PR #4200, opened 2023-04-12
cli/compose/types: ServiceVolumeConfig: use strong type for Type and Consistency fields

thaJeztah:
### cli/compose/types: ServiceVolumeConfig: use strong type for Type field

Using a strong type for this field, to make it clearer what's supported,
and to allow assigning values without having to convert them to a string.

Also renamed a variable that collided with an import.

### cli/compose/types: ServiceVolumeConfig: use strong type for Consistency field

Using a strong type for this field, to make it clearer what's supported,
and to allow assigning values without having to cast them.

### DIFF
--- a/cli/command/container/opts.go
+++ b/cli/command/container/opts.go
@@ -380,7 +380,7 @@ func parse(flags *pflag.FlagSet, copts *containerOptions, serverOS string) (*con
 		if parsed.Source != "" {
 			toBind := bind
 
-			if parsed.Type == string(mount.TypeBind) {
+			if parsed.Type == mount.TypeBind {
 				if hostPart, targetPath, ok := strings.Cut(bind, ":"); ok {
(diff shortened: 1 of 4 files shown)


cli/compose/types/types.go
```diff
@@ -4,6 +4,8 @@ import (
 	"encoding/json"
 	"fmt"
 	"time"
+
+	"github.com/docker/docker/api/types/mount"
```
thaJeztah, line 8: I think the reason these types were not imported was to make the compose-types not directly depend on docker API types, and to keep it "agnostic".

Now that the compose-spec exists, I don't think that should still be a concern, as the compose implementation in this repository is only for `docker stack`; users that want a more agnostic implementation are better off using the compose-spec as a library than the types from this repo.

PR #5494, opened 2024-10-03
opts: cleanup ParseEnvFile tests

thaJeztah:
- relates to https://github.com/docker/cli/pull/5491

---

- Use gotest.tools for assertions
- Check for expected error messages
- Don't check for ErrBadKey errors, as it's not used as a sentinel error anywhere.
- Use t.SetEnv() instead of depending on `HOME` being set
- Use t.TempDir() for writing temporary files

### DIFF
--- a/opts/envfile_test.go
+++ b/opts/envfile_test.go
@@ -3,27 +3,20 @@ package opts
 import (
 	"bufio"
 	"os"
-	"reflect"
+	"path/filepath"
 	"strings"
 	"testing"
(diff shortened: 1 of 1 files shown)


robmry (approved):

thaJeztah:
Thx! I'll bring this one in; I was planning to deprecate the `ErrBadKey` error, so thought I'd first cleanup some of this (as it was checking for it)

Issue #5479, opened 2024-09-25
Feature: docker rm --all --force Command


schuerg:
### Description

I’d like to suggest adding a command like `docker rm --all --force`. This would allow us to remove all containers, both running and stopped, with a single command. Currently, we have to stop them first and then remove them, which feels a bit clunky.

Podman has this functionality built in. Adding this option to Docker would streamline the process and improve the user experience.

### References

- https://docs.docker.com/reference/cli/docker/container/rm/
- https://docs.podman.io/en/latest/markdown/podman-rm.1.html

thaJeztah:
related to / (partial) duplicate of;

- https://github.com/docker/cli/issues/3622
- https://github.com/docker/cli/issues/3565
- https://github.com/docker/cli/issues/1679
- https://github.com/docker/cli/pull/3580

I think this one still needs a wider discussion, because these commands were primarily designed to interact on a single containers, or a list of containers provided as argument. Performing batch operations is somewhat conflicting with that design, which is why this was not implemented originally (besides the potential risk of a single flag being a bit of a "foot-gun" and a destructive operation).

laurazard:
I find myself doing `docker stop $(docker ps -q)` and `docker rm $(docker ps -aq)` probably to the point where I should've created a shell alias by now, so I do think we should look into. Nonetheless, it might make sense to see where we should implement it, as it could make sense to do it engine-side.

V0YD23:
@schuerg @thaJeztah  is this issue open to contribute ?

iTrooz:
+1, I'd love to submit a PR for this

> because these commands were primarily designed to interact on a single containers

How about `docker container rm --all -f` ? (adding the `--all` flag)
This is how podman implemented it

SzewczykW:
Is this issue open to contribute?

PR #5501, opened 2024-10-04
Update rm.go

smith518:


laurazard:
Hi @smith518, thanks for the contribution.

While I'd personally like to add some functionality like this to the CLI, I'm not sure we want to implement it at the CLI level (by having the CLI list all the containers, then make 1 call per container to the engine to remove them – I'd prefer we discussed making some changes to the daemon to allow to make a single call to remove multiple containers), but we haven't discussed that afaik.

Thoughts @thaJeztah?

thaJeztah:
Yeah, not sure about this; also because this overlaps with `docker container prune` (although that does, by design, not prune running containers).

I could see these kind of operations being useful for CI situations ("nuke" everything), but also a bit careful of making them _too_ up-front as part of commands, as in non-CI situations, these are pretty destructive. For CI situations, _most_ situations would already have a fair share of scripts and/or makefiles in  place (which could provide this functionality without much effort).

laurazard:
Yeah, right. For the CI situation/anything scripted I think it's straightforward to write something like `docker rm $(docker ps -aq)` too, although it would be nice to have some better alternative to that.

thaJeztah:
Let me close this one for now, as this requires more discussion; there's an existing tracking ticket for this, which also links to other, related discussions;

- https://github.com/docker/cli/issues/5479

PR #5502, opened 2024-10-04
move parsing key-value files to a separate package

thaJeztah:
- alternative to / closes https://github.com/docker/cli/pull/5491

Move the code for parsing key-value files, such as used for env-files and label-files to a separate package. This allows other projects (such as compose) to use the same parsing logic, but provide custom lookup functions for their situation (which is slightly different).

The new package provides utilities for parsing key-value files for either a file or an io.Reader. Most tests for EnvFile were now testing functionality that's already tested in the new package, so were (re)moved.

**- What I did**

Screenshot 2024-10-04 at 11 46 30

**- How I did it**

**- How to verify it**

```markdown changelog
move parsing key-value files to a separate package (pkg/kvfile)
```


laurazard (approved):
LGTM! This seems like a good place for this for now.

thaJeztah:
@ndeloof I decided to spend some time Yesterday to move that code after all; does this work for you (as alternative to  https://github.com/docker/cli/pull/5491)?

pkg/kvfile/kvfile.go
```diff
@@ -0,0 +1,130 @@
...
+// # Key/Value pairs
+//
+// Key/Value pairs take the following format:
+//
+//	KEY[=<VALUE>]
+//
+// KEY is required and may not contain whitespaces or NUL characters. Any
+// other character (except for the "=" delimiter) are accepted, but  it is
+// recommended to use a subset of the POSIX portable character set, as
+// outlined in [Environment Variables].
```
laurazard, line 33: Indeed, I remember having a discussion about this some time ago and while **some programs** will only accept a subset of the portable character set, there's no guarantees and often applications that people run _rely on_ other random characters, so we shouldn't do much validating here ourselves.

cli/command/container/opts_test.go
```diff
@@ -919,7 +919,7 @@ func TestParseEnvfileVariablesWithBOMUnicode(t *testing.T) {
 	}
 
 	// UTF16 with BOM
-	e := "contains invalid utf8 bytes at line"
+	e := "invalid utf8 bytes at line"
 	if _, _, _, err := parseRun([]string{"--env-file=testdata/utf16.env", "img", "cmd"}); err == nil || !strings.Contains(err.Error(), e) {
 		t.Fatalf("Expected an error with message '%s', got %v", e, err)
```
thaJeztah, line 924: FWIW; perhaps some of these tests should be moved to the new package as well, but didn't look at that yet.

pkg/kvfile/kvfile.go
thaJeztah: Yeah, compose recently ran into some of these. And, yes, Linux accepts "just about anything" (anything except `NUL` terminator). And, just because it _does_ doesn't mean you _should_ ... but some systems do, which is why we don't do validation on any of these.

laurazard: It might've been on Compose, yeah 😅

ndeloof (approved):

■ **Problem to work on**
Scan the data above and copy each line containing the word "shortened".

■ **Your response**
(diff shortened: 1 of 4 files shown)
(diff shortened: 1 of 1 files shown)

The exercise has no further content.